La voix du crépuscule dans sa langue conquise.

 2012


[1] Agglomérations huppées dans les hauteurs de Pétion-Ville en bordure sud-est de Port-au-Prince.

[2] Le quartier où j’ai grandi du côté sud de Port-au-Prince.

[3] Autres “enfers” de la violence et du dénuement dans la périphérie de la capitale.

[4] Massillon Coicou, poète nationaliste haïtien, exécuté par le Président Nord Alexis en 1908.

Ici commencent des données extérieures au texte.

PR #26986, opened 2025-01-16
pg-23718-consolidate-abstractions

panagiotisgts:
## Description

- Remove component specific abstractions TasklistEntity & OperateZeebeEntity
- Fixed a test case onCamundaExporterIT#shouldExportRecords, the case for UserTaskVariableBatch was not actually testing whether the persisted entities were correct, since they are not of the same Class of the ExporterHandler itself
## Checklist

- [ ] for CI changes:

## Related issues

closes #


webapps-schema/src/main/java/io/camunda/webapps/schema/entities/tasklist/TaskVariableEntity.java
```diff
@@ -8,8 +8,12 @@
 package io.camunda.webapps.schema.entities.tasklist;
 
 import com.fasterxml.jackson.annotation.JsonInclude;
+import io.camunda.webapps.schema.entities.AbstractExporterEntity;
+import io.camunda.zeebe.protocol.record.value.TenantOwned;
 
-public class TaskVariableEntity extends TasklistEntity<TaskVariableEntity> {
+public class TaskVariableEntity extends AbstractExporterEntity<TaskVariableEntity> {
+
+  private String tenantId = TenantOwned.DEFAULT_TENANT_IDENTIFIER;
```
ChrisKujawa, line 16: ❓ Should this tenant Id be in a separate abstraction then maybe?

zeebe/exporters/camunda-exporter/src/test/java/io/camunda/exporter/CamundaExporterIT.java
```diff
@@ -390,14 +392,19 @@ void shouldExportRecord(
...
           try {
             responseEntity =
                 clientAdapter.get(
-                    expectedEntity.getId(),
-                    exportHandler.getIndexName(),
-                    exportHandler.getEntityType());
+                    expectedEntity.getId(), exportHandler.getIndexName(), getType(exportHandler));
+            if (exportHandler.getEntityType().equals(UserTaskVariableBatch.class)) {
+              assertThat(responseEntity).isInstanceOf(TaskVariableEntity.class);
+            }
```
ChrisKujawa, line 407: 🤔 ❓ Why was this change necessary?

operate/webapp/src/test/java/io/camunda/operate/webapp/rest/FlowNodeInstanceMetadataBuilderTest.java
```diff
@@ -244,6 +244,7 @@ void buildBusinessRuleTaskMetadata() {
 
   private void fillStandardValues(final FlowNodeInstanceEntity flowNodeInstance) {
     flowNodeInstance
+        .setKey(0L)
```
ChrisKujawa, line 247: ❓ Was there a reason why we had to do this?

ChrisKujawa (commented):
thanks @panagiotisgts looks good in general. I had some questions and comments, we should clarify first. 

I asked @EuroLew to review your other PRs as I'm currently quite short on time

zeebe/exporters/camunda-exporter/src/test/java/io/camunda/exporter/CamundaExporterIT.java
```diff
@@ -390,14 +392,19 @@ void shouldExportRecord(
     assertThat(expectedHandlers).isNotEmpty();
     expectedHandlers.forEach(
         exportHandler -> {
-          final ExporterEntity expectedEntity = getExpectedEntity(record, exportHandler);
+          ExporterEntity expectedEntity = getExpectedEntity(record, exportHandler);
```
EuroLew, line 395: ❌  This seems like a generic test to test exporting if there is a special case for this I would write it in a different test

EuroLew (commented):
I would like the test to be own it's own otherwise great job

zeebe/exporters/camunda-exporter/src/test/java/io/camunda/exporter/CamundaExporterIT.java
panagiotisgts: The actual flushed entity is a TaskVariableEntity and not a UserTaskVariableBatch, the test case essentially was not creating correct assertions on the persisted entity.

webapps-schema/src/main/java/io/camunda/webapps/schema/entities/operate/OperateZeebeEntity.java
```diff
@@ -1,64 +0,0 @@
...
-package io.camunda.webapps.schema.entities.operate;
-
-import io.camunda.webapps.schema.entities.AbstractExporterEntity;
-
-public abstract class OperateZeebeEntity<T extends OperateZeebeEntity<T>>
-    extends AbstractExporterEntity<T> {
-
-  private long key;
-
-  private int partitionId;
```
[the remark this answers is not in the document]
panagiotisgts: The fields moved to `AbstractExporterEntity` for Key and PartitionId are boxed since they are not necessarily mandatory for all entities, thus need to be excluded from serialization when flushing to ES/OS to avoid inserting new fields in the indies.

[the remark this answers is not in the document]
ChrisKujawa: Does it make sense to have then maybe a new layer/sub class for it?

operate/webapp/src/test/java/io/camunda/operate/webapp/rest/FlowNodeInstanceMetadataBuilderTest.java
panagiotisgts: Mocks use the `flowNodeInstance.getKey()` to return predetermined results. Now that the Key is a boxed Long and not primitive, this caused NPEs on test cases.

zeebe/exporters/camunda-exporter/src/test/java/io/camunda/exporter/CamundaExporterIT.java
panagiotisgts: This test is specific for all handlers of `ValueType.VARIABLE`, which are 4 (i think). I'm 50-50 on whether this should be a different case or remain on this one.

EuroLew: imo it's just an extra test not like we're adding any complexity to prod.

webapps-schema/src/main/java/io/camunda/webapps/schema/entities/operate/ImportPositionEntity.java
```diff
@@ -108,19 +97,13 @@ public ImportPositionEntity setCompleted(final boolean completed) {
...
   public int hashCode() {
     return Objects.hash(
-        super.hashCode(),
-        aliasName,
-        partitionId,
-        position,
-        sequence,
-        postImporterPosition,
-        indexName);
+        super.hashCode(), aliasName, position, sequence, postImporterPosition, indexName);
```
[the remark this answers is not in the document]
panagiotisgts: The partitionId is now part of the AbstractExporterEntity, not sure how this would cause any implications. The hashCode will change since it's part of another class but why would it cause any issue, since it will be calculated anew.

webapps-schema/src/main/java/io/camunda/webapps/schema/entities/operate/OperateZeebeEntity.java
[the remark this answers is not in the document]
panagiotisgts: IMO I believe these make sense to be part of the AbstractExporterEntity since it's data that are exposed by Zeebe on most records (AFAIK), even though not every entity is making use of them.

webapps-schema/src/main/java/io/camunda/webapps/schema/entities/tasklist/TaskVariableEntity.java
panagiotisgts: @ChrisKujawa I forgot to have these classes implement the TenantOwned interface that is already exposed. Having another abstract class over the ExporterEntity is another option, but it would cause confusion probably again, WDYT?

webapps-schema/src/main/java/io/camunda/webapps/schema/entities/operate/FlowNodeInstanceEntity.java
```diff
@@ -8,11 +8,14 @@
...
 import com.fasterxml.jackson.annotation.JsonIgnore;
+import io.camunda.webapps.schema.entities.AbstractExporterEntity;
+import io.camunda.zeebe.protocol.record.value.TenantOwned;
 import java.time.OffsetDateTime;
 import java.util.Arrays;
 import java.util.Objects;
 
-public class FlowNodeInstanceEntity extends OperateZeebeEntity<FlowNodeInstanceEntity> {
+public class FlowNodeInstanceEntity extends AbstractExporterEntity<FlowNodeInstanceEntity>
+    implements TenantOwned {
```
ChrisKujawa, line 18: 🔧 Maybe another layer for tenants make sense

webapps-schema/src/main/java/io/camunda/webapps/schema/entities/operate/OperateZeebeEntity.java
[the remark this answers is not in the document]
ChrisKujawa: I feel this is a wrong use of inheritance then. It sounds like not all entities are similar, so they should not have the same parent or not have the property in the parent. 


IMHO: It violates `interface segregation principle` 

>A client should never be forced to implement an interface that it doesn’t use, or clients shouldn’t be forced to depend on methods they do not use.

This also applies to properties.

IMHO: It is also hurting sort of `Liskov Substitution Principle `

> This means that every subclass or derived class should be substitutable for their base or parent class.

Which is not true if properties are not really present/used in certain cases.


To be more abstract (example):

It would be like you have a cherry Tree, a plum tree, and a fir. All of them are a tree. But not all of them have eatable fruits.You wouldn't put fruit property to the tree, but more likely introduce like a separate abstraction of fruit tree. 


I hope this makes sense.

I see here two/three options:

 1. We introduce another layer for the partition-related entities, and likely also for tenants aware
 2. We completely remove this hierarchy stuff and use plain old objects. In our current case, it is likely that the entities do not change much anymore. It would reduce the instability, that we currently have if we change something on the base that it affects all of them. The question is really for me do we need the inheritance here? Is it just for reusing some simple getter and setter? 
     3. We could use records instead, which auto-generates all getter/setter and equals/hashcode, etc.

ChrisKujawa (changes requested):
@panagiotisgts sorry for the delay, the last weeks were quite busy and rough. 

I think it would be helpful if we could split this PR into multiple smaller ones, I promise you we can more easily review them if they have a clearer and smaller scope.

 1. Take care of your test fix, you have encountered https://github.com/camunda/camunda/pull/26986/files#diff-34c14eb11449ae1dcbebfe45d784f738025bb052006ae34dd9e0851094d1e3ff
 2. Remove of obsolete classes https://github.com/camunda/camunda/pull/26986/files#diff-fb0bde51d2adb60d890ddbc2a3a63c9dc909c1f8f625ea0e8608e4bb528c9e0b
 3. Remodel the inheritance or remove it completelty.

panagiotisgts:
@ChrisKujawa Looking back on this after a while I believe we'd go the simpler route:
- :x:  Using records since they are immutable will be a bit tedious to work with and will require changes throughout Exporter, Tasklist & Operate on runtime as well on the way test case are currently created
- :wrench: The test case I discovered is actually out of context of the parent test class and should be removed, it's already covere by the Handler UTs
- :wrench: Maintain only the reference to the `TenantOwned` interface since it provides context regarding the usage of the entity
- :wrench: I'll split this PR also in two parts. One for Tasklist and another for Operate entities

WDYT?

[5] Poète haïtien de famille bourgeoise qui préférait vivre parmi les pauvres.

Poète, romancier, enseignant et chercheur canadien d’adoption, haïtien d’âme et des entrailles. Ancien journaliste à la Radio Nationale d’Haïti dans les années 80. Haïti me tient par la gorge et m’entraîne avec elle dans ses tranchées de la colère et de la survivance, ces villes tentaculaires faites d’ombres et de lumières, mais surtout de vies mi-mortes et de morts vivantes. Pendant des décennies, je travaille à la forge des mots, dans ces laves où je remue volontiers les flammes de l’être. J’allie à ma cause la révolte contre la misère et le deuil, un romantisme lascif flirtant parfois avec l’inadmissible, une spiritualité en constante évolution qui fait de la foi son soleil et du doute ses lunes. Je commence à écrire à la fin des années 70, et comme un Van Gogh en poésie je me suis amusé avec le silence.